As we speak, I paint my own picture of how their home has informed their work and their lives. Kate is on a journey documenting people & traditions involving hand crafted skills. She uses Somerset charcoal, made from willow grown on the Levels to sketch the weavers, cider-makers, farmers, beekeepers & the animals that live alongside them. Her books are a must have, not only for Somerset’s social history, but for understanding the artistic process she’s fascinated by. She once told me that her work allows the mind to fill in the blanks. “There aren’t distinctive features on the faces of the people in my work, but their character is in there, you know who they are. My pictures are static, but they move.”  James spends hours paragliding, literally free flying using air currents, across the diverse terrains of Somerset, Dorset, and his native Wiltshire. He reads the weather and breathes in the clouds. He uses the ancient medium of egg tempera to paint the sun at all times of day as English light falls across the land. His studio is currently full: 27 paintings destined for a London show this September, different shapes and sizes, each with his own distinctive atmosphere. There are standing stones, white horses, chalk tracks and aerial views - never have I seen such an evocative picture of the A303, hazily looking towards Wincanton.

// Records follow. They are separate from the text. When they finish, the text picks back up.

PR #1348, opened 2025-03-25
re-enable debugging for dml

aciddelgado:
this was removed in a prior change.

### DIFF
--- a/src/models/debugging.cpp
+++ b/src/models/debugging.cpp
@@ -88,11 +88,23 @@ void DumpTensor(const Model& model, std::ostream& stream, OrtValue* value, bool 
     if (dump_value) {
       DumpValues(stream, type_info->GetElementType(), value->GetTensorRawData(), element_count);
     }
-  } else if (memory_info.GetDeviceType() == OrtMemoryInfoDeviceType_GPU || memory_info.GetDeviceType() == 4) {
-    if (memory_info.GetDeviceType() == OrtMemoryInfoDeviceType_GPU)
-      stream << "GPU\r\n";
-    else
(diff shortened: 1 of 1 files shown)


baijumeswani (dismissed):

src/models/debugging.cpp
```diff
@@ -88,11 +88,23 @@ void DumpTensor(const Model& model, std::ostream& stream, OrtValue* value, bool
...
-  } else if (memory_info.GetDeviceType() == OrtMemoryInfoDeviceType_GPU || memory_info.GetDeviceType() == 4) {
-    if (memory_info.GetDeviceType() == OrtMemoryInfoDeviceType_GPU)
-      stream << "GPU\r\n";
-    else
-      stream << "DML\r\n";
+    // Internally there are 5 device types defined in onnxruntime but only 3 are exposed in the public API
+    // https://github.com/microsoft/onnxruntime/blob/9dbfee91ca9c2ba2074d19805bb6dedccedbcfe3/include/onnxruntime/core/framework/ortdevice.h#L15
+  } else if (memory_info.GetDeviceType() < 5) {
+    switch (model.p_device_->GetType()) {
+      case DeviceType::CUDA:
```
baijumeswani, line 95: Shall we try to define a `model.p_device_->GetType<std::string>()` for each device type? We can avoid the switch statement here then.

RyanUnderhill: I think we can fairly safely say that if the tensor is not on CPU, it's on the model.p_device_

baijumeswani:
i believe this change might have been reverted in ort. closing this.

PR #1351, opened 2025-03-27
Update Nuget pkg name

ajindal1:
Update Nuget pkg name as the package name is same for two scenarios

### DIFF
--- a/.pipelines/stages/jobs/nuget-packaging-job.yml
+++ b/.pipelines/stages/jobs/nuget-packaging-job.yml
@@ -87,7 +87,7 @@ jobs:
       value: 'MinSizeRel'
 
   - name: artifactName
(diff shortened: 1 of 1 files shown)


baijumeswani:
Does this change the name of the packages (*.zip and *.nuget) by any chance?

ajindal1:
> Does this change the name of the packages (*.zip and *.nuget) by any chance?

I am not sure about this, but it is possible because this PR changes the artifactName variable which is used to publish in the Publish Pipeline Artifact [step](https://github.com/microsoft/onnxruntime-genai/blob/1c3573525fce874a446239a6d3013bdfeca82e7d/.pipelines/stages/jobs/nuget-packaging-job.yml#L325). If this name is used to generate the name of the packages, then definitely they will be affected.

baijumeswani (approved):

PR #1352, opened 2025-03-27
Add value_stats logging option to show statistical information about …

RyanUnderhill:
Adds a new logging option "value_stats" that is on by default. This will show 'value_stats' after any array of values is also logged.

So when tensor inputs/output data is shown, the 'value_stats' will be shown after them. Also for things like 'model_logits' as below:

```
  model_logits   Values[ 2.51172 4.83594 6.32422 1.30469 1.97949 ... -1.28418 -1.28418 -1.28711 -1.28516 -1.28223 ]
  value_stats    Min: -5.35156 Max: 8.35156 Mean: 0.933448 StdDev: 1.1297
```

image

This will also detect non-finite values and say the index of the first value similar to this image: (was renamed to just 'value_stats' but the rest is accurate)

image

This also generalizes the Float16ToFloat32 code to be templatized on the number of bits per field. This makes the implementation easier to read (no more magic numbers) and also adds bfloat16 support trivially.

### DIFF
--- a/src/models/debugging.cpp
+++ b/src/models/debugging.cpp
@@ -6,7 +6,59 @@
 #include "model.h"
 
 namespace Generators {
-static constexpr size_t c_value_count = 10;  // Dump this many values from the start of a tensor
+static constexpr size_t c_value_count = 10;  // Dump this many values at the start & end of a tensor (with '...' in between)
+
+// Tensor value statistics to help easily eyeball if the values in a tensor are reasonable.
+struct Stats {
+  float min = std::numeric_limits<float>::max();
+  float max = std::numeric_limits<float>::lowest();
+  float sum{};
+  float sum_of_squares{};
+  size_t count{};
+
+  bool found_non_finite {};
+  size_t first_non_finite_index{};
+  float non_finite_value{};
+  size_t non_finite_count{};
+
+  void Dump(std::ostream& stream) const {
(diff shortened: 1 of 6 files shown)


src/models/debugging.cpp
```diff
@@ -61,6 +113,30 @@ void DumpValues(std::ostream& stream, ONNXTensorElementDataType type, const void
...
+  if (g_log.value_stats) {
+    Stats stats;
+    if (type == Ort::TypeToTensorType<float>) {
+      auto p_values = reinterpret_cast<const float*>(p_values_raw);
+      for (size_t i = 0; i < count; i++)
+        stats << p_values[i];
+    } else if (type == Ort::TypeToTensorType<double>) {
+      auto p_values = reinterpret_cast<const double*>(p_values_raw);
+      for (size_t i = 0; i < count; i++)
+        stats << static_cast<float>(p_values[i]);
```
aciddelgado, line 126: possible to introduce inf values when making this conversion?

RyanUnderhill: Yep, and then we'll report that we did in the stat class. We convert to float for our scoring, so this is good.

RyanUnderhill: (also, I don't think any models use doubles for logits)

aciddelgado (approved):

PR #1354, opened 2025-03-27
Switch the order of softmax on CPU Top K

aciddelgado:
May provide a slight efficiency boost.


src/search.cpp
```diff
@@ -167,6 +166,7 @@ void GreedySearch_Cpu::SampleTopK(int k, float temperature) {
     for (int i = 0; i < k; i++)
       top_k_scores[i] = scores[indices[i]];
     // Sample a token from the top K
+    SoftMax(top_k_scores, temperature);
```
tianleiwu, line 169: Softmax

tianleiwu (approved):

PR #1358, opened 2025-03-28
Convert tokens to list for concat

ajindal1:
Convert tokens to list for concat in Q&A example

### DIFF
--- a/examples/python/model-qa.py
+++ b/examples/python/model-qa.py
@@ -99,7 +99,7 @@ def main(args):
         if args.verbose: print("Generator created")
 
         # Append system and input tokens to the generator
-        generator.append_tokens(system_tokens + input_tokens)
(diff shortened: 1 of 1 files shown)


examples/python/model-qa.py
```diff
@@ -99,7 +99,7 @@ def main(args):
         if args.verbose: print("Generator created")
 
         # Append system and input tokens to the generator
-        generator.append_tokens(system_tokens + input_tokens)
+        generator.append_tokens(list(system_tokens) + list(input_tokens))
```
RyanUnderhill, line 102: why not `np.concatenate([system_tokens, input_tokens])`?

ajindal1: yep, makes more sense.

RyanUnderhill (approved):

baijumeswani (approved):

PR #1365, opened 2025-04-01
Simplify the C API definitions and prevent any type mismatches going forward

RyanUnderhill:
(no mismatches found in this change, but it was easy to accidentally do without error before this)

### DIFF
--- a/src/ort_genai_c.cpp
+++ b/src/ort_genai_c.cpp
@@ -29,13 +29,46 @@ const char* AllocOgaString(const std::string& string) {
   return cstr_buffer.release();
 }
 
+// As the Oga* types are just typedefs, we can use them as the actual types in the C API.
+// We still need to cast from internal types to the external ones, but these definitions ensure that the types are correct.
+// But do not use reinterpret_cast!
+struct OgaAdapters : Generators::Adapters {};
+struct OgaAudios : Generators::Audios {};
+struct OgaConfig : Generators::Config {};
+struct OgaGenerator : Generators::Generator {};
+struct OgaGeneratorParams : Generators::GeneratorParams {};
+struct OgaImages : Generators::Images {};
+struct OgaModel : Generators::Model {};
+struct OgaMultiModalProcessor : Generators::MultiModalProcessor {};
+struct OgaNamedTensors : Generators::NamedTensors {};
+struct OgaResult : Generators::Result {};
+struct OgaRuntimeSettings : Generators::RuntimeSettings {};
+struct OgaSequences : Generators::TokenSequences {};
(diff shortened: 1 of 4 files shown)


src/ort_genai_c.cpp
```diff
@@ -29,21 +29,54 @@ const char* AllocOgaString(const std::string& string) {
...
+struct OgaModel : Generators::Model {};
+struct OgaMultiModalProcessor : Generators::MultiModalProcessor {};
+struct OgaNamedTensors : Generators::NamedTensors {};
+struct OgaResult : Generators::Result {};
+struct OgaRuntimeSettings : Generators::RuntimeSettings {};
+struct OgaSequences : Generators::TokenSequences {};
+struct OgaStringArray : std::vector<std::string> {};
+struct OgaTensor : Generators::Tensor {};
+struct OgaTokenizer : Generators::Tokenizer {};
+struct OgaTokenizerStream : Generators::TokenizerStream {};
```
skottmckay, line 50: will this be fragile if any of these structs change to require proper initialization and no longer have a default ctor. 

maybe one day the struct internals will be private so they can control their invariants and make the code safer, and when doing that a default ctor that doesn't fully initialize the struct into a valid state might go away. :P

RyanUnderhill: None of these types are constructed in this API, and if someone tried you'd surely get a compile error. They're just to tell the compiler that a pointer to one is really a pointer to the others, and that we can static_cast the other way.

This is the basis of the trick here, the Oga* types don't exist, they're really the internal types, and this lets us tell the compiler this in one single place.

src/ort_genai_c.h
```diff
@@ -547,7 +547,7 @@ OGA_EXPORT OgaResult* OGA_API_CALL OgaCreateNamedTensors(OgaNamedTensors** out);
  * \param[out] out The tensor with the given name
  * \return OgaResult containing the error message if the tensor with the given name could not be found.
  */
-OGA_EXPORT OgaResult* OGA_API_CALL OgaNamedTensorsGet(const OgaNamedTensors* named_tensors, const char* name, OgaTensor** out);
+OGA_EXPORT OgaResult* OGA_API_CALL OgaNamedTensorsGet(OgaNamedTensors* named_tensors, const char* name, OgaTensor** out);
```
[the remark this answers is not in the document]
RyanUnderhill: I don't think anyone is using this function externally. I added it in the recent python bindings only use the c api change. The new strong types caught the const being wrong as it's odd to get back a writable OgaTensor from a const OgaNamedTensors.

skottmckay (approved):

PR #1370, opened 2025-04-02
Initial support for VitisAI EP

AnanyaA-9:
- Initial support for VitisAI execution provider.
- Updated config session options to register custom ops library (```custom_ops_library```).

### DIFF
--- a/src/models/model.cpp
+++ b/src/models/model.cpp
@@ -537,6 +537,11 @@ void Model::CreateSessionOptionsFromConfig(const Config::SessionOptions& config_
       else if (provider_options.name == "WebGPU")
         p_device_ = GetDeviceInterface(DeviceType::WEBGPU);
 
+      else if (provider_options.name == "VitisAI") {
+        session_options.AddConfigEntry("session.inter_op.allow_spinning", "0");
+        session_options.AddConfigEntry("session.intra_op.allow_spinning", "0");
+      }
+
       std::vector<const char*> keys, values;
       for (auto& option : provider_options.options) {
         keys.emplace_back(option.first.c_str());


src/models/onnxruntime_inline.h
```diff
@@ -675,6 +676,26 @@ inline OrtSessionOptions& OrtSessionOptions::AppendExecutionProvider_CANN(const
...
+      values.push_back(entry.second.c_str());
+    }
+  }
+
+  Ort::ThrowOnError(
+      Ort::api->SessionOptionsAppendExecutionProvider_VitisAI(this, keys.data(), values.data(), num_entries));
+
+  return *this;
+}
+
```
RyanUnderhill, line 698: This API is meant to be zero overhead for the ORT API, so it can't take the unordered_map here, it must just take the keys/value pointers.

It looks like we're building an unordered_map in the model.cpp file from an array of values only to turn it back into an array here?

src/models/model.cpp
```diff
@@ -431,6 +431,19 @@ void Model::CreateSessionOptionsFromConfig(const Config::SessionOptions& config_
     session_options.AddConfigEntry("session.use_env_allocators", "1");
   }
 
+  if (config_session_options.intra_op_allow_spinning.has_value()) {
+    session_options.AddConfigEntry("session.intra_op.allow_spinning", std::to_string(config_session_options.intra_op_allow_spinning.value()).c_str());
+  }
+
+  if (config_session_options.inter_op_allow_spinning.has_value()) {
+    session_options.AddConfigEntry("session.inter_op.allow_spinning", std::to_string(config_session_options.inter_op_allow_spinning.value()).c_str());
+  }
```
RyanUnderhill, line 440: This is following the pattern from our own code, but I realized we should probably expose the 'AddConfigEntry' as an array of name/value pairs in our config vs naming them specifically. This is fine here, but we might change this soon.

src/models/onnxruntime_inline.h
VishalX: We can use `AppendExecutionProvider("VitisAI, provider_options_map)` instead and remove `AppendExecutionProvider_VitisAI`.

VishalX: Updated to use `AppendExecutionProvider`

VishalX:
@RyanUnderhill pls review again.

baijumeswani (approved):

src/models/model.cpp
```diff
@@ -518,6 +531,17 @@ void Model::CreateSessionOptionsFromConfig(const Config::SessionOptions& config_
...
+      // Add Provider options
+      std::unordered_map<std::string, std::string> provider_options_map;
+      for (const auto& option : provider_options.options) {
+        provider_options_map[option.first] = option.second;
+      }
+      try {
+        session_options.AppendExecutionProvider("VitisAI", provider_options_map);
+      } catch (std::exception& e) {
+        throw std::runtime_error(e.what());
+      }
```
RyanUnderhill, line 544: A new PR was just merged that should remove the need for this entirely :) Please sync again.

(https://github.com/microsoft/onnxruntime-genai/pull/1384)

src/models/onnxruntime_inline.h
AnanyaA-9: Removed ```AppendExecutionProvider_VitisAI```, instead using the extensible ```AppendExecutionProvider```

src/models/model.cpp
AnanyaA-9: Removed the new config session options ```intra_op_allow_spinning``` and ```inter_op_allow_spinning```.

src/models/model.cpp
AnanyaA-9: Rebased with latest main. Removed this section based on https://github.com/microsoft/onnxruntime-genai/commit/b47b4e73d4083a1d5c069566559c59b55da8f2f2.

baijumeswani (approved):

VishalX (approved):

PR #1371, opened 2025-04-02
CUDA Top K / Top P Fixes

aciddelgado:
Top P and Top K on CUDA were not outputting expected results due to incorrect math. Specifically, we were:

1. Softmaxing vocab_size logits _before_ getting the top k subset when it should've been after.
2. Performing top p first, then top k. We should instead perform top p on the top k subset.


src/search.cpp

undefinedAbove: Cherhill White Horse by James Lynch

James & Kate are both highly protective of each other. They respect & challenge each other as artists, they love & support each other as partners. James is a rare breed:  he has earned his living by the brush for his whole working life.  But more unusually, their artistic involvement with the landscape and rural traditions has become very deep rooted in other ways. Following conversations in the pub they formed The Langport Mummers and perform their traditional play at seasonal festivities - there’s not an apple day, wassail or community festival locally where you won’t see them. When I get home, I wonder if they were to paint their self-portraits mumming what would they paint? - James blowing a hunting horn in egg tempera? Kate grinning with white face paint, immortalised in charcoal?

undefinedAbove: Kate Lynch

undefinedAbove: James Lynch

I don’t see Alice much these days, but our production of The Tempest is a formative experience that has lasted long. It’s a story about taking & making time. About using the world around you to make art. About being yourself. I’ve learned from The Lynch’s that time allows you to build a craft, to perfect a technique, and to delve into a community that inspires you.